The Irish border issue has dogged progress in the Brexit negotiations for months. Earlier this month, EU's chief negotiator, Michel Barnier said there was a "real risk" that the EU and UK will fail to agree a deal on Brexit without a solution to avoid a hard border in Ireland. He said Brussels was preparing for all options, including the possibility that it cannot reach a deal with London on the UK's departure in March 2019.

In an interview with the Daily Mail, Mr Johnson said of the partnership proposal: “It’s totally untried and would make it very, very difficult to do free trade deals.

“If you have the new customs partnership, you have a crazy system whereby you end up collecting the tariffs on behalf of the EU at the UK frontier.”

Britain's Business Secretary Greg Clark stressed on Sunday that thousands of British jobs depend on frictionless trade with Europe, in what was viewed as an attempt to revive the customs partnership model.
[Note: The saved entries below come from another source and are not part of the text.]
PR #1604, opened 2019-08-21
Add new certificate script commands to facilitate DPS and manual X.509 flows

mrohera:
The changes introduce new commands that are very explicit about what type of certificate is being created. Either the gateway CA certificate or and identity certificate.


tools/CACertificates/ca-certs.ps1
```diff
@@ -750,12 +755,58 @@ function New-CACertsDevice([Parameter(Mandatory=$TRUE)][string]$deviceName, [str
         CA certificate is used.
 #>
 function New-CACertsEdgeDevice([Parameter(Mandatory=$TRUE)][string]$deviceName, [string]$issuerPrefix=$_intermediatePrefix)
+{
+    if ([string]::IsNullOrWhiteSpace($deviceName))
```
damonbarry: Because `$deviceName` is a mandatory parameter, it already can't be null or empty. So that only leaves whitespace, which could be handled with the attribute `[ValidatePattern("[^\s]+")]`.

tools/CACertificates/ca-certs.ps1
```diff
@@ -750,12 +755,58 @@ function New-CACertsDevice([Parameter(Mandatory=$TRUE)][string]$deviceName, [str
...
+    New-CACertsDevice $deviceName $issuerPrefix "iot-edge-device"
+}
+
+<#
+    .SYNOPSIS
+    Generate an IoT Edge device CA certificate, private key and full certificate chain
+    using an issuer's certificate and key
+    .DESCRIPTION
+    Generate a certificate using the supplied common name and have it signed by
+    an issuer certificate and key. Issuer is spcified by its prefix and its corresponding
```
damonbarry: typo: spcified

damonbarry: (Same for the next function description)

tools/CACertificates/certGen.sh
```diff
@@ -367,7 +367,7 @@ function generate_verification_certificate()
 ###############################################################################
 # Generates a certificate for a device, chained to the intermediate.
 ###############################################################################
-function generate_device_certificate()
+function generate_identity_device_certificate()
```
damonbarry: Should this function by `generate_device_identity_certificate`?

tools/CACertificates/certGen.sh
```diff
@@ -404,16 +423,30 @@ function generate_edge_server_certificate()
 }
 
 ###############################################################################
-# Generates a certificate for a Edge device, chained to the intermediate.
+# Generates a CA certificate for a Edge device, chained to the intermediate.
 ###############################################################################
-function generate_edge_device_certificate()
+function generate_edge_device_ca_certificate()
```
damonbarry: Why did you remove parameter checking on this function? I ask because the previous function (`generate_edge_device_identity_certificate`) has parameter checking...

tools/CACertificates/ca-certs.ps1
```diff
@@ -708,18 +708,24 @@ function New-CACertsVerificationCert([Parameter(Mandatory=$TRUE)][string]$reques
     .PARAMETER isEdgeDevice
```
damonbarry: The help text needs to be updated with the new `filePrefix` parameter that replaces `isEdgeDevice`.

tools/CACertificates/README.md
```diff
@@ -78,22 +78,30 @@ On Azure IoT Hub, navigate to the "Device Explorer".  Add a new device (e.g. `my
 Note that if you're using this certificate as a DPS registration ID, the ID **must be lower case** or the server will reject it.
 
 ### **PowerShell**
-#### IoT Leaf Device
-* Run `New-CACertsDevice mydevice` to create the new device certificate.
```
damonbarry: Both old and new end-to-end tests call `New-CACertsDevice` (and `./certGen.sh create_edge_device_certificate`). It looks like those will continue to work, but should the tests be updated to use the "recommended" approach?

tools/CACertificates/ca-certs.ps1
mrohera: I prefer a friendly error message even though the null check is redundant.

tools/CACertificates/certGen.sh
mrohera: Agreed and fixed.

tools/CACertificates/certGen.sh
mrohera: The validations were not put in here and other the function. I have gone ahead and added these. Thanks.

tools/CACertificates/README.md
mrohera: Correct. Longer term the E2E tests should be migrated over to the newer commands and the older one can simply be removed.

damonbarry: Agree it should be done separately.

The “war cabinet” met last week, but failed to reach agreement on whether to back the hybrid customs partnership — which would see the UK collect import duties on behalf of the EU for goods arriving via British ports and airports — or the so-called “maximum facilitation” or “max fac” model relying on the extensive use of technology to minimise checks at the border.

It comes as Mrs May faces two more parliamentary defeats on her Brexit plan as it nears its final stages in the House of Lords.

Peers want to remove the planned exit day of March 29th 2019 from flagship legislation that takes Britain out of the European Union. A second amendment would allow EU laws to be replicated in the UK and allow future participation in its agencies.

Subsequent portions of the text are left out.